Et puis il y a ce climat aussi. On se croirait vaguement en novembre, il fait moche, on a eu de la fausse neige et du verglas pourri, les décos de Noël dans les rues ne sont pas parvenues à instiller en moi l’idée que ce sont les fêtes, là, dans à peine trente-six heures. On bosse jusqu’au 24 décembre, puis on enchaîne direct avec une vague semaine de pause, mais sans projection, sans réelle réjouissance. J’ai acheté mes cadeaux il y a un mois, je me souviens à peine de ce que j’offre aux uns et aux autres, je vais débarquer chez mes parents comme anesthésié de Noël.

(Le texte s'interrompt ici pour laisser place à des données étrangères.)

Issue #822, opened 2026-06-19
A1 — Sync scope seam (author_id/scope_id) + usage counter


BYK:
> **Part of epic #821.** Depends on: none (foundation)
> _This issue body mirrors the design doc `.opencode/plans/sync-A1-scope-seam.md`._

---

# A1 — Scope seam + usage counter (foundation)

Parent: `sync-sharing-epic.md`. Depends on: — (foundation, on shipped tables).
Base: latest `main` (≥ 0.33.0, incl. #816 confidence lifecycle + #820 sweep).

## Goal
Add the two-axis ownership seam to every SHAREABLE table and replace the
COUNT(*) quota with a maintained counter — all while v1 behavior stays
byte-identical to today (`scope_id = auth.uid()`). This is pure groundwork that
makes teams (E) a predicate swap and gives Pro (D) a scalable quota.

## Scope (remote schema + sync-data metas)
- Add to shareable remote tables (knowledge, entities, entity_aliases,
  entity_relations, knowledge_entity_refs):
  - `author_id uuid not null default auth.uid()` — who wrote it.
  - `scope_id  uuid not null default auth.uid()` — who owns/bills/sees it.
  - Repoint PK to `(scope_id, id)` (join: `(scope_id, knowledge_id, entity_id)`).
  - RLS keyed on `scope_id` (v1 `scope_id = auth.uid()` — identical behavior).
  - onConflict targets become `scope_id`-based (mirror PR #782's composite fix).
- Maintained `user_table_usage(scope_id, table_name, row_count bigint,
  byte_count bigint)` PK `(scope_id, table_name)`, written ONLY by SECURITY
  DEFINER triggers (no grant to authenticated). `plan_limits.max_bytes bigint`.
  BEFORE-write guard reads the counter O(1); rejects on row OR byte overflow;
  keep the 0005 per-scope advisory lock around the read+write. Backfill existing
  rows transactionally in the migration.
- Per-row size CHECKs stay (single-row ceiling).
- 🔴 `confidence` STAYS synced (it already is — `sync-data.ts:100`). Decay
  converges; do not move it local. (Local-only reinforcement/access tracking
  stays local.)

## Invariants (🔴)
- v1 `scope_id = author_id = auth.uid()` for every row; the ONLY thing teams (E)
  change is the RLS predicate `scope_id = auth.uid()` → `is_member(scope_id)`.
- `user_table_usage` is trigger-maintained only; client can never write it.
[...]

Issue #821, opened 2026-06-19
Epic: Sync, sharing & encryption foundation


BYK:
# Epic: Sync, sharing & encryption foundation

Umbrella for extending the Basic-tier sync engine (PR #782) toward Pro backup,
end-to-end encryption, and eventually team/org shared memory. This doc is the
overview + dependency map; each piece has its own sub-plan and GitHub issue.

The detailed design exploration + round-1 review findings that produced this
split live in `pro-tier-sync.md` (kept for reference).

## Cross-cutting decisions (apply to every sub-plan)

1. 🔴 **Multi-master, not authoritative.** Supabase is a shared sync backend;
   many clients read/write it; neither local nor remote is authoritative. "In
   sync" = the *logical* dataset converges, NOT byte-identical full replicas.
2. 🔴 **Local prune is sync-invisible eviction.** TTL/size prune drops local
   *residency* only — it clears `sync_state` WITHOUT a tombstone and never
   propagates. Re-pullable cache miss, not a delete. Restore/prune must key off
   *local residency*, never original `created_at`.
3. 🔴 **Uniform append-only model.** All synced tables are append + cursor. A
   "delete" is an immutable `is_deleted` marker record, interpreted by a
   materialized "current" view — not an engine-level tombstone/UPDATE path.
   Append-only tables (temporal/distillations) need ZERO tombstones; mutable
   concepts (knowledge/entities) become versioned logs (A2). Compaction of
   superseded versions = local eviction (same as #2).
4. 🔴 **Two-axis ownership.** Every shareable row carries `author_id` (who wrote
   it) AND `scope_id` (who owns/bills/sees it). v1: `scope_id = auth.uid()`
   (identical to today). Teams later = membership table + RLS predicate swap
   `scope_id = auth.uid()` → `is_member(scope_id)`. No PK change, no re-key.
5. 🔴 **Encryption is the access control for sensitive shared data**, not
   structural exclusion. Distillations/temporal ARE team-shareable (per product
   intent); their blobs are encrypted with a per-scope key wrapped to members.
   RLS gates row visibility; encryption gates content readability.
6. 🔴 **Crypto: libsodium/HPKE envelope now, MLS later.** Per-scope symmetric
   DEK encrypts blobs; DEK wrapped per member (sealed box / HPKE). Versioned
   envelope (`scheme_id`, `key_epoch`) + pluggable key-agreement so MLS
   (RFC 9420) is an additive scheme at org-scale / when forward-secrecy /
[...]

PR #828, opened 2026-06-19
feat(sync): profiles pull-only mirror + plan-tier resolution (#824)

### LINKED ISSUE #824: B — Profiles pull-only mirror + tier resolution
> **Part of epic #821.** Depends on: none
> _This issue body mirrors the design doc `.opencode/plans/sync-B-profiles-tier.md`._

---

# B — Profiles pull-only mirror + tier resolution

Parent: `sync-sharing-epic.md`. Depends on: — (independent; small).

## Goal
Give the client its plan tier without ever risking a write to server-authoritative
account data. `profiles` RLS is `select where id = auth.uid()` → a pull returns
exactly ONE row (the user's own).

## Scope
- Add `pullOnly?: boolean` to `SyncTableMeta`. `pushOnce` SKIPS pull-only tables
  (no capture trigger, never enqueued/pushed); `pullOnce` includes them.
- `profiles` becomes a pull-only synced table (single-row): syncColumns id, tier,
  display_name, email, github_login, created_at, updated_at. Local one-row
  `profiles` mirror table.
- Tier resolution = read `tier` from the local mirror. No team_config cache.

## Invariants (🔴)
- The engine can NEVER push `profiles` (pull-only) — belt-and-suspenders with the
  existing tier lock (0004–0006) which already blocks client tier writes.
- Tier changes propagate via the normal pull: billing flips tier (service_role)
  → server `updated_at` bump → next pull re-fetches the one row → mirror updates
  → pro capture (D) toggles. No bespoke "did I become pro?" path.

## Tasks
- [ ] core: `pullOnly` flag; pushOnce/pullOnce honor it; local `profiles` mirror
  table + apply path.
- [ ] migration: `profiles` sync columns/updated_at trigger already exist (0001);
  confirm pull works under RLS.
- [ ] gateway: expose `currentTier()` reading the mirror (used by D).
- [ ] tests: unit (pull-only never pushed) + integration Tier-2 (profiles pull
  returns exactly 1 row; tier flip via service_role propagates on next pull).

## Open
- Whether to also expose display_name/email locally now (dashboard) or only tier.

BYK:
Part of the sync/sharing epic **#821**, scope **B** (no dependencies; runs in parallel with A1 #822). Closes #824.

## Why
Give the client its plan **tier** without ever risking a write to server-authoritative account data. `profiles` RLS is `select where id = auth.uid()`, so a pull returns exactly the user's one row.

## Changes
- **`SyncTableMeta.pullOnly`** flag. Register remote `profiles` as a pull-only, unversioned synced table (`id, tier, github_login, display_name, email, created_at, updated_at`).
- **Local migration v49**: single-row SQLite `profiles` mirror, populated only by the pull apply path.
- **Never pushed**: `installSyncCapture` hardcodes its capture-table list, so `profiles` structurally gets no outbox trigger; `pushOnce` also skips pull-only tables (belt-and-suspenders).
- **No spurious conflicts**: `applyRemote` forces `"apply"` for pull-only tables. They carry no remote `content_hash`, so `classifyRemoteRow`'s identical-content *skip* can never fire and a re-pulled row (a billing-driven tier flip) would otherwise be misclassified as a `conflict` on every change. A pull-only row can never diverge locally → remote always wins, no `sync_conflicts` noise.
- **`currentTier()`** reads the mirror (defaults `'free'`); explicitly distinct from `SyncTier` (basic/pro/max — *which tables* to sync). Tier changes propagate via the normal pull: billing flips `tier` (service_role) → `updated_at` bump → next pull re-fetches the one row. No bespoke "did I become pro?" path.

**No new Supabase migration**: `profiles` (0001) + `tier` (0003) + RLS/`updated_at` trigger (0001) already exist.

## Tests
- **Unit (core `sync-data.test.ts`)**: profiles registered pull-only/unversioned; local writes never captured to the outbox even when sync is enabled; `currentTier()` mirror read + `'free'` default; pulled row upserts into the mirror. Updated the "capture trigger per synced table" test to exclude pull-only.
- **Unit (gateway `sync.test.ts`)**: `pushOnce` never uploads profiles; `pullOnce` mirrors the row & resolves tier; a tier flip propagates on next pull with **`conflicts === 0`** and zero `sync_conflicts` rows.
- **Tier-2 integration (real Postgres, docker-verified)**: RLS-scoped single-row pull resolves tier; a `service_role` tier flip propagates on the next pull (and a subsequent push is a no-op). Both sync integration files pass (7 + 12).
- Full suite 3466 passed; typecheck, lint (no new warnings), build all green.

## Coordination
Cleanly partitioned from A1 (#822): A1 owns the 5 shareable tables / scope seam / quota counter; B only adds the `profiles` table + the `pullOnly` flag. Only `sync-data.ts`/`sync.ts` are co-touched, in non-overlapping regions.


BYK:
## Security + adversarial review — addressed

Ran an adversarial/pentest pass. **Security posture is sound**: server RLS + column GRANTs + `guard_profile_tier` make `tier` genuinely unwritable by the client; pull isolation holds (RLS `id = auth.uid()`); no injection surface (parameterized, registry-allowlisted columns). But it surfaced two real defects (both masked by test ordering), now fixed in `e062718b`:

1. **Outbox prune-floor DoS (high).** `seedOutbox()`/`reconcile()` had no `pullOnly` guard, so a disable→enable cycle with the mirror already populated enqueued a `profiles` outbox entry that `pushOnce` skips forever → push cursor pinned at 0 → `minCursor=0` → **outbox pruning permanently disabled for all tables**. Fixed: skip `pullOnly` in `seedOutbox`/`reconcile` (root cause) + exclude `pullOnly` from the prune cursor set (defense-in-depth).
2. **Cross-account tier residue (latent).** `currentTier()`'s `LIMIT 1` + no logout/account-switch clear meant a free user could read a prior account's `pro` tier. Fixed: `clearProfileMirror()` (row + sync_state + pull cursor) on `clearSession()` (logout/expired) and on `persistSession()` user_id change (account switch); preserved across same-user token refresh.

**Regression tests** added (all fail without the fix): seed/reconcile never enqueue a pull-only table with a local row; a local `profiles` row doesn't wedge the knowledge prune floor; `clearProfileMirror` resets row/state/cursor; logout + account-switch drop the mirror while a token refresh keeps it.

Verification: full suite 3472 passed; 19/19 real-Postgres integration; typecheck, lint, build green.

Pourtant, signe que je ressens bel et bien qu’on est fin décembre : le moral est bas, il sent bon la fin d’année, l’impression de n’avoir rien accompli et de bilan famélique avant d’aborder l’an qui vient. Mais l’esprit des fêtes, non. Je ne dois plus passer assez des temps dans les magasins en décembre. Je suis passé au marché de Noël il y a deux semaines et c’était comme si j’avais traversé une brocante, ça ne m’a rien fait. Même le téléfilm gay de Netflix (relativement naze, il faut bien l’avouer), j’aurais pu le regarder en juin que ça m’aurait fait le même effet.

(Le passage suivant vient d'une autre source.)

Issue #835, opened 2026-06-19
Process: graduate adversarial-review findings into standing regression batteries


BYK:
Motivated by the #828 review. The adversarial/pentest pass caught both bugs the green suite missed — but that net is a per-PR human/agent step with no compounding return. The recurring miss-class across this session's PRs (#816, #820, #828) is **skip/early-return branches** and **lifecycle/state-transition sequences**.

## Goal
Make review findings compound into permanent, generalized coverage.

## Actions
- Every adversarial-review finding MUST land a regression test in the same PR (already practiced).
- Recurring *patterns* graduate into standing, parametrized batteries (see PR #831: registry-contract + identity-lifecycle).
- Add a PR/review heuristic checklist:
  - "If this test still passes with the guard deleted, it isn't testing the guard."
  - "Set up state in the adversarial order (state already present before the operation), not the order that makes the code pass."
  - "Adding a row to a fan-out registry (SYNCED_TABLES, migrations, agent registry) requires the parametrized contract to cover it."
- Default to **two separate review agents** (security/pentest + correctness/adversarial) so verdicts aren't conflated.

## Acceptance
- Heuristics documented (AGENTS.md or a CONTRIBUTING/testing doc); referenced from the review workflow.

Context: PR #828, PR #831.

Issue #834, opened 2026-06-19
Test quality: promote load-bearing invariants from comments to runtime assert helpers


BYK:
Motivated by the #828 review. We have excellent invariant *comments* (e.g. "never wedge the prune floor", "mirror holds ≤1 row", "tool_use/tool_result stay paired") that are asserted once and never continuously checked.

## Goal
Turn the load-bearing invariants into shared assert helpers invoked in test teardown, so any path that violates them fails loudly — turning every existing test into an invariant check for ~free.

## Scope
- Sync: `assertSyncInvariants()` (outbox prunable / floor advances; no orphan `sync_state`; no `pullOnly` outbox entries; `profiles` mirror ≤1 row) wired into `afterEach` across sync test files.
- Consider the same for gradient (tool_use/tool_result pairing, prefix coverage) where cheap.
- Keep helpers fast (pure DB queries) so per-test teardown cost is negligible.

## Acceptance
- `assertSyncInvariants()` exported from a test helper and used in the sync test suites; documented.

Context: PR #828, PR #831 (the registry battery is the structural complement to this runtime layer).

Issue #833, opened 2026-06-19
Test quality: property-based (fast-check) sequence tests for the sync engine state machine


BYK:
Motivated by the #828 review. Both bugs lived in **operation sequences** (disable→enable with residual state; login→logout→switch) that single-shot example tests never exercised. Property-based testing attacks exactly this.

## Goal
Generate random sequences of sync ops and assert standing invariants after every step.

## Scope
- Ops: `{ insert, update, delete, enableSync, disableSync, pushOnce, pullOnce, switchAccount, logout }` (against the faithful mock and/or the real-Postgres harness).
- Invariants asserted after each step:
  - outbox prune floor advances / outbox stays bounded (no permanent wedge)
  - no `pullOnly` table ever has an outbox entry
  - local ⇆ remote converge after a push+pull (no lost writes)
  - `currentTier()` reflects exactly the last-authenticated user
  - push-then-pull of our own row is a no-op (no ping-pong)
- Use `fast-check`; shrink failing sequences to minimal repro.

## Acceptance
- A `sync.property.test.ts` with ≥1 model-based or sequence property; runs in CI within a sane time budget.

Context: PR #828, PR #831.

PR #840, opened 2026-06-20
chore(test): Stryker mutation testing on the sync modules (#832)

### LINKED ISSUE #832: Test quality: mutation testing (Stryker) on stateful modules (sync, gradient, ltm)
Motivated by the #828 review: two bugs passed a green suite because the tests confirmed an author-chosen happy ordering rather than constraining behavior. Mutation testing directly measures *that* — "would our tests catch a bug on this line?"

## Goal
Run a mutation tester (Stryker) on the highest-risk stateful modules and treat surviving mutants as named test gaps.

## Scope
- Allowlist: `packages/core/src/sync-data.ts`, `packages/gateway/src/sync.ts`, `packages/core/src/gradient.ts`, `packages/core/src/ltm.ts`.
- Both #828 bugs would surface as surviving mutants today (e.g. deleting `if (m.pullOnly) continue`, flipping `pruneOutbox`'s `<= 0`, weakening `currentTier`'s read).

Facile d’attribuer ça au contexte sanitaire et à nos vies monomaniaques avec le virus depuis deux ans, mais je suppose que le reste n’aide pas : la crise sociale, la campagne électorale encore une fois nauséabonde, les crispations des uns et des autres. Le cliché des conversations pénibles autour de la table du réveillon est un gag récurrent dans les memes sur Twitter et Instagram, mais il est souvent encore plus fort lors des années présidentielles. On va essayer de ne pas s’engueuler avec tout le monde à table, cette année. Non pas que je sois le plus véhément, d’ailleurs, mais il faut reconnaître que les sujets susceptibles de déraper ne manquent pas.
Alors cette année, on s’efforcera de ne pas être trop triste, de passer un bon moment, sans s’énerver quand on entendra une énorme connerie sur les vaccins ou sur les candidats qui n’ont que des idées fascistes pour boussole électorale. Et puis on pensera peut-être un peu plus, maintenant qu’ils ne sont pas qu’une vague abstraction de mec entre deux âges précaire dans un foyer pour sans-abris, mais peut-être un pote ou une collègue qui réveillonnera seul(e) devant sa tablette avec ses parents sur Zoom, à ceux qui sont seuls. Et à la chance qu’on a, bon an mal an, non seulement de ne pas être malade, de ne pas se sentir dangereux pour son entourage ; mais aussi de pouvoir compter sur ses proches et sa famille, toute dysfonctionnelle soit-elle, dans ces instants où la « norme » des fêtes pèse si fort sur nous, et de ne pas avoir besoin de se créer un cocon alternatif de sécurité affective, émotionnelle et matérielle, pour passer une nouvelle fois ce cap de l’inévitable esprit mi-mélancolique mi-joyeux-mais-forcé de la fin d’année.